● **WORK TASK**: Going through the data below, copy out each line where the word "associated" shows up.

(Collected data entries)
────────

PR #153, opened 2026-06-25
chore: bump de-mls and adapt group_v2 to the new API

seemenkina:
Updates group_v2 to the latest de-mls.

de-mls reshaped its construction surface: key packages are now raw bytes plus an explicit member id (it no longer digs the id out of the package itself), the steward-list bounds moved into ConversationConfig, and create/join/add_member and the other driving methods regrouped their parameters. 

Behaviour is unchanged; this is keeping up with the dependency.

### DIFF
--- a/core/conversations/src/conversation/group_v2.rs
+++ b/core/conversations/src/conversation/group_v2.rs
@@ -7,16 +7,13 @@ use crate::{Content, WakeupService};
 use alloy::signers::local::PrivateKeySigner;
 use blake2::{Blake2b, Digest, digest::consts::U6};
 use chat_proto::logoschat::encryption::{EncryptedPayload, Plaintext, encrypted_payload};
-use de_mls::defaults::{
-    DefaultConsensusPlugin, DefaultPeerScoring, DefaultStewardList, InMemoryPeerScoreStorage,
-};
 use de_mls::protos::de_mls::messages::v1::{
     AppMessage as AppMessageProto, MemberWelcome, app_message,
 };
 use de_mls::{
-    ConsensusPlugin, ConsensusServiceFor, Conversation, ConversationConfig, ConversationEvent,
-    DeterministicStewardList, PeerScoringService, ScoringConfig, StewardListConfig,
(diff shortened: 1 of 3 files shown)


core/conversations/src/conversation/group_v2.rs
```diff
@@ -48,27 +45,16 @@ fn rand_app_id() -> Arc<[u8]> {
...
 /// random Ethereum consensus signer.
-fn make_consensus() -> ConsensusServiceFor<DefaultConsensusPlugin> {
-    ConsensusServiceFor::<DefaultConsensusPlugin>::new_with_components(
-        DefaultConsensusPlugin::new_storage(),
-        DefaultConsensusPlugin::new_event_bus(),
-        EthereumConsensusSigner::new(PrivateKeySigner::random()),
-        10,
-    )
+fn make_consensus() -> DefaultConsensusPlugin {
+    DefaultConsensusPlugin::new(EthereumConsensusSigner::new(PrivateKeySigner::random()))
```
jazzz, line 57: [?] In the future should the consensus signer match the MLS Signer? Or is it best to keep it separate?

jazzz, line 57: [?] It is safe to assume in the future that any implementor of ConsensusSignatureScheme would suffice here? Or is there a strict dependence on secp256K1 or the ethAddress format?

jazzz (approved):
Overall loving this direction. Smaller, cleaner, and easier to use.

core/conversations/src/conversation/group_v2.rs
seemenkina: Any signer that implement this trait: https://github.com/vacp2p/hashgraph-like-consensus/blob/48da54131328bb66a8f08dd3bf69c2727161f5d4/src/signing.rs#L46

seemenkina: No strict dependency anymore. At least I tried implementing general trait based on this idea, so if you find any contradictions let me know

PR #154, opened 2026-06-26
feat: re-export ChatStorage and make storage_config fallible

osmaczko:
Two small ergonomic changes to the `logos-chat` client crate, needed by callers
(logos-chat-module) that build an encrypted store and want to talk only to
`logos-chat` without depending on `libchat` directly.

- Re-export `ChatStorage` from `logos-chat` so callers can name the store type
  without a direct `libchat` dependency.
- `ChatClientBuilder::storage_config` now returns `Result<_, ChatError>` instead
  of `.expect()`, so an unopenable database surfaces as an error rather than
  aborting the process under `panic = "abort"`. Updates the chat-cli callers.

(Re-scoped from the earlier PrivateV1 message-delivery change, which is dropped:
logos-chat-module is moving to DirectV1, where senders are MLS-bound and the
PrivateV1 drop does not arise.)

### DIFF
--- a/bin/chat-cli/src/main.rs
+++ b/bin/chat-cli/src/main.rs
@@ -119,6 +119,7 @@ fn run<T: Transport>(transport: T, cli: &Cli) -> Result<()> {
             let (client, events) = ChatClientBuilder::new()
                 .transport(transport)
                 .storage_config(storage)
+                .map_err(|e| anyhow::anyhow!("{e:?}"))?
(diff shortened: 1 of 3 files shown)


jazzz:
FYI: PrivateV1 is End of life, and will be removed from the codebase in favor of DirectV1 once Client is compatible with InboxV2 registrations.

osmaczko:
Stale.

PR #155, opened 2026-06-27
fix: subscribe InboxV2 on routing_id, not the credential id

osmaczko:
InboxV2 gated inbound on the credential id (hex of the DelegateCredential TLV),
but a sender addresses the Welcome to the invitee's routing address, which the
account directory resolves to the device key HttpRegistry stores the key-package
under. The two differ, so the Welcome fell through to PayloadOutcome::Empty and
the invitee never joined. EphemeralRegistry hid this by keying key-packages on
the credential id.

This is routing-vs-credential, not account-vs-device: the TLV-wrapped credential
differs from the address even when account key == device key (testnet today), so
a client associating over HttpRegistry hits it; only the in-process
EphemeralRegistry path is unaffected.

Add IdentityProvider::routing_id() (defaults to id()); DelegateSigner derives it
from its credential (the account address once associated, else id());
Core::assemble subscribes InboxV2 on routing_id(). id() still backs the MLS
credential, member id, sender id, and decode_sender, so membership and
attribution are unchanged. Regression test direct_v1_welcome_routes_on_routing_id
over a device-key-keyed registry (as HttpRegistry) fails without the fix.

### DIFF
--- a/core/conversations/src/core.rs
+++ b/core/conversations/src/core.rs
@@ -112,7 +112,11 @@ where
         store: CS,
     ) -> Result<Self, ChatError> {
         let inbox = Inbox::new(&identity);
-        let ident_id = ident.id().clone();
+        // InboxV2 routes on routing_id, not the credential id: an
+        // account-associated delegate receives under its account address, which
+        // is what a peer resolves and addresses the Welcome to. The MLS identity
+        // below still wraps the raw `ident`, so the credential is unchanged.
+        let ident_id = ident.routing_id();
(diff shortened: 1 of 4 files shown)


osmaczko:
Superseded per the team decision that core should not be account-aware. This PR aligned the Welcome-routing mismatch by moving the inbox subscription *up* to the account address; #162 moves the sender side *down* to signer scope instead: accounts resolve to signer ids in the client layer, and one byte-string (the hex of the signer's verifying key) serves as registry key, inbox subscription, and Welcome routing target end to end.

PR #157, opened 2026-07-01
chore: gate embed p2p transport on cargo feature

kaichaosun:
Refactor on feature usage in embed p2p transport, use a consistent cargo feature, not env-dependent cfg

### DIFF
--- a/extensions/components/build.rs
+++ b/extensions/components/build.rs
@@ -9,17 +9,15 @@ fn main() {
         return;
     }
 
-    // The `embedded_p2p_delivery` feature compiles the FFI module, whose symbols
-    // resolve only against liblogosdelivery. The feature therefore *requires* the
-    // native library; if it can't be located, fail fast with actionable guidance
-    // rather than letting a downstream crate fail later with a confusing
-    // unresolved-import or link error.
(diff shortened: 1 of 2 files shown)


jazzz:
What is the plan for chat-cli? Does this change aim to remove the the transport choice within chat-cli and commit to using embedded λDelivery?


The existing approach, (supporting both cargo feature declaration as wells as envvars) was needed was to support the current setup of chat-cli, which allowed the delivery mechanism to be chosen at compile time via envvars.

────────

● **ANSWER FOR THIS EXERCISE**:
from its credential (the account address once associated, else id());
+        // account-associated delegate receives under its account address, which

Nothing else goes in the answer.